Impact of Sarcoplasmic Reticulum Calcium Release on Calcium Dynamics and Action Potential Morphology in Human Atrial Myocytes: A Computational Study

Electrophysiological studies of the human heart face the fundamental challenge that experimental data can be acquired only from patients with underlying heart disease. Regarding human atria, there exist sizable gaps in the understanding of the functional role of cellular Ca(2+) dynamics, which differ crucially from that of ventricular cells, in the modulation of excitation-contraction coupling. Accordingly, the objective of this study was to develop a mathematical model of the human atrial myocyte that, in addition to the sarcolemmal (SL) ion currents, accounts for the heterogeneity of intracellular Ca(2+) dynamics emerging from a structurally detailed sarcoplasmic reticulum (SR). Based on the simulation results, our model convincingly reproduces the principal characteristics of Ca(2+) dynamics: 1) the biphasic increment during the upstroke of the Ca(2+) transient resulting from the delay between the peripheral and central SR Ca(2+) release, and 2) the relative contribution of SL Ca(2+) current and SR Ca(2+) release to the Ca(2+) transient. In line with experimental findings, the model also replicates the strong impact of intracellular Ca(2+) dynamics on the shape of the action potential. The simulation results suggest that the peripheral SR Ca(2+) release sites define the interface between Ca(2+) and AP, whereas the central release sites are important for the fire-diffuse-fire propagation of Ca(2+) diffusion.

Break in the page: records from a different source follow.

PR #1119, opened 2024-07-30
Implement stream processing tasks and candidate validation logic

smagles:


src/main/java/practice/StreamPractice.java
```diff
@@ -35,7 +50,10 @@ public Double getOddNumsAverage(List<Integer> numbers) {
      * Example: select men who can be recruited to army (from 18 to 27 years old inclusively).
      */
     public List<Person> selectMenByAge(List<Person> peopleList, int fromAge, int toAge) {
-        return Collections.emptyList();
+        return peopleList.stream()
+                .filter(person -> person.getSex() == Person.Sex.MAN)
```
beatarjn, line 54: You can extract both conditions from filter to Predicate and use it in filter.

src/main/java/practice/StreamPractice.java
```diff
@@ -50,7 +68,11 @@ public List<Person> selectMenByAge(List<Person> peopleList, int fromAge, int toA
      */
     public List<Person> getWorkablePeople(int fromAge, int femaleToAge,
                                           int maleToAge, List<Person> peopleList) {
-        return Collections.emptyList();
+        return peopleList.stream()
+                .filter(person -> person.getAge() >= fromAge)
```
beatarjn, line 72: The same situation here for Predicate

src/main/java/practice/StreamPractice.java
```diff
@@ -59,7 +81,13 @@ public List<Person> getWorkablePeople(int fromAge, int femaleToAge,
      * return the names of all cats whose owners are women from `femaleAge` years old inclusively.
      */
     public List<String> getCatsNames(List<Person> peopleList, int femaleAge) {
-        return Collections.emptyList();
+
+        return peopleList.stream()
+                .filter(person -> person.getAge() >= femaleAge
```
beatarjn, line 86: Use Predicate here as well

beatarjn (changes requested):

MateuszRostek (approved):
Good job!

PR #1127, opened 2024-08-09
Task done

nastiapyshak:


src/main/java/practice/CandidateValidator.java
```diff
@@ -1,5 +1,29 @@
...
+        String[] periodsInUkr = candidate.getPeriodsInUkr().split("-");
+        if (periodsInUkr.length != 2) {
+            return false;
+        }
+        return Integer.parseInt(periodsInUkr[1]) - Integer.parseInt(periodsInUkr[0])
+                >= MINIMUM_PERIOD_IN_UKRAINE;
+    }
 }
+
+
```
okuzan, line 29:
```suggestion
```
3 empty lines at the EOF, make it 1

src/main/java/practice/CandidateValidator.java
```diff
@@ -1,5 +1,29 @@
...
+                && hasLivedInUkraineForTenYears(candidate));
+    }
+
+    private boolean hasLivedInUkraineForTenYears(Candidate candidate) {
+        String[] periodsInUkr = candidate.getPeriodsInUkr().split("-");
+        if (periodsInUkr.length != 2) {
+            return false;
+        }
+        return Integer.parseInt(periodsInUkr[1]) - Integer.parseInt(periodsInUkr[0])
+                >= MINIMUM_PERIOD_IN_UKRAINE;
```
okuzan, line 25: in such cases, don't use boolean literals (true/false), just chain all the conditions together and return boolean expression

src/main/java/practice/StreamPractice.java
```diff
@@ -50,7 +69,12 @@ public List<Person> selectMenByAge(List<Person> peopleList, int fromAge, int toA
      */
     public List<Person> getWorkablePeople(int fromAge, int femaleToAge,
                                           int maleToAge, List<Person> peopleList) {
-        return Collections.emptyList();
+        return peopleList.stream()
+                .filter(p -> p.getAge() >= fromAge
+                        && (p.getSex() == Person.Sex.WOMAN
+                                ? p.getAge() <= femaleToAge
```
okuzan, line 75: let's change p to person, use one letter naming only in math context

okuzan (changes requested):
Good job!

Elena-Bruyako (approved):

PR #1135, opened 2024-08-20
The solution of the stream practice.

OlhaHirniak:


src/main/java/practice/StreamPractice.java
```diff
@@ -75,6 +102,10 @@ public List<String> getCatsNames(List<Person> peopleList, int femaleAge) {
      * parametrized with Candidate in CandidateValidator.
      */
     public List<String> validateCandidates(List<Candidate> candidates) {
-        return Collections.emptyList();
+        return candidates.stream()
+                .filter(c -> new CandidateValidator().test(c))
```
okuzan, line 106:
```suggestion
                .filter(new CandidateValidator())
```

src/main/java/practice/StreamPractice.java
```diff
@@ -59,7 +81,12 @@ public List<Person> getWorkablePeople(int fromAge, int femaleToAge,
      * return the names of all cats whose owners are women from `femaleAge` years old inclusively.
      */
     public List<String> getCatsNames(List<Person> peopleList, int femaleAge) {
-        return Collections.emptyList();
+
+        return peopleList.stream()
+                .filter(p -> p.getAge() >= femaleAge && p.getSex() == Person.Sex.WOMAN)
```
okuzan, line 86: change p to person, use one letter naming only in math context

okuzan (approved):

PR #1361, opened 2026-01-05
Stream practice impl

Sidodjji:


src/main/java/practice/StreamPractice.java
```diff
@@ -14,7 +19,17 @@ public class StreamPractice {
      * "Can't get min value from list: < Here is our input 'numbers' >"
      */
     public int findMinEvenNumber(List<String> numbers) {
-        return 0;
+        Optional<Integer> min = numbers.stream()
+                .map(s -> s.split(","))
```
Elena-Bruyako: combine flatMap and map

src/main/java/practice/StreamPractice.java
```diff
@@ -14,7 +19,17 @@ public class StreamPractice {
...
+                .flatMap(Arrays::stream)
+                .map(Integer::parseInt)
+                .filter(n -> n % 2 == 0)
+                .min(Comparator.naturalOrder());
+        if (min.isPresent()) {
```
Elena-Bruyako: try to avoid if else and use stream methods

src/main/java/practice/StreamPractice.java
```diff
@@ -59,7 +86,13 @@ public List<Person> getWorkablePeople(int fromAge, int femaleToAge,
      * return the names of all cats whose owners are women from `femaleAge` years old inclusively.
      */
     public List<String> getCatsNames(List<Person> peopleList, int femaleAge) {
-        return Collections.emptyList();
+        return peopleList.stream()
+                .filter(p -> p.getSex() == Person.Sex.WOMAN
+                        && p.getAge() >= femaleAge)
+                .map(Person::getCats)
```

Elena-Bruyako (changes requested):
see comments

Elena-Bruyako (approved):

PR #1375, opened 2026-02-17
Hw

anurmetov:


anurmetov:
@mateacademy-ai-mentor 
I have reviewed your comments, and i would like to clarify a one point that was misunterstood:

- due to Tests should CandidateValidator.class implement Predicate Interface and not the method in StreamPractice.class, that is why i do not implement Predicate directly in validateCandidates

All other feedback has been adressed.

src/main/java/practice/StreamPractice.java
```diff
@@ -74,7 +119,13 @@ public List<String> getCatsNames(List<Person> peopleList, int femaleAge) {
      * We want to reuse our validation in future, so let's write our own impl of Predicate
      * parametrized with Candidate in CandidateValidator.
      */
+
     public List<String> validateCandidates(List<Candidate> candidates) {
-        return Collections.emptyList();
+        return candidates.stream()
+                .filter(new CandidateValidator()) //
```
```suggestion
                .filter(new CandidateValidator())
```

src/main/java/practice/StreamPractice.java
```diff
@@ -59,7 +96,15 @@ public List<Person> getWorkablePeople(int fromAge, int femaleToAge,
...
     public List<String> getCatsNames(List<Person> peopleList, int femaleAge) {
-        return Collections.emptyList();
+        Predicate<Person> isAcceptable = person -> person.getSex() == Person.Sex.WOMAN
+                && person.getAge() >= femaleAge;
+        return peopleList
+                .stream()
+                .filter(isAcceptable)
+                .map(Person::getCats)
+                .flatMap(List::stream)
+                .map(Cat::getName)
```
```suggestion
                .flatMap(p -> p.getCats().stream())
                .map(Cat::getName)
```

src/main/java/practice/StreamPractice.java
```diff
@@ -14,7 +19,14 @@ public class StreamPractice {
      * "Can't get min value from list: < Here is our input 'numbers' >"
      */
     public int findMinEvenNumber(List<String> numbers) {
-        return 0;
+        return numbers.stream()
+                .flatMap(str -> Arrays.stream(str.split(",")))
+                .map(String::trim)
+                .map(Integer::parseInt)
+                .filter(integer -> integer % 2 == 0)
```
Elena-Bruyako, line 25:
```suggestion
                .flatMap(input -> Arrays.stream(input.split(",")))
                .map(Integer::parseInt)
                .filter(integer -> integer % 2 == 0)
```

Elena-Bruyako (changes requested):
Good job! 
See some comments

Elena-Bruyako (approved):
Good job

Furthermore, our analysis predicts that the modulation of the action potential duration due to increasing heart rate is largely mediated by changes in the intracellular Na(+) concentration. Finally, the results indicate that the SR Ca(2+) release is a strong modulator of AP duration and, consequently, myocyte refractoriness/excitability. We conclude that the developed model is robust and reproduces many fundamental aspects of the tight coupling between SL ion currents and intracellular Ca(2+) signaling. Thus, the model provides a useful framework for future studies of excitation-contraction coupling in human atrial myocytes.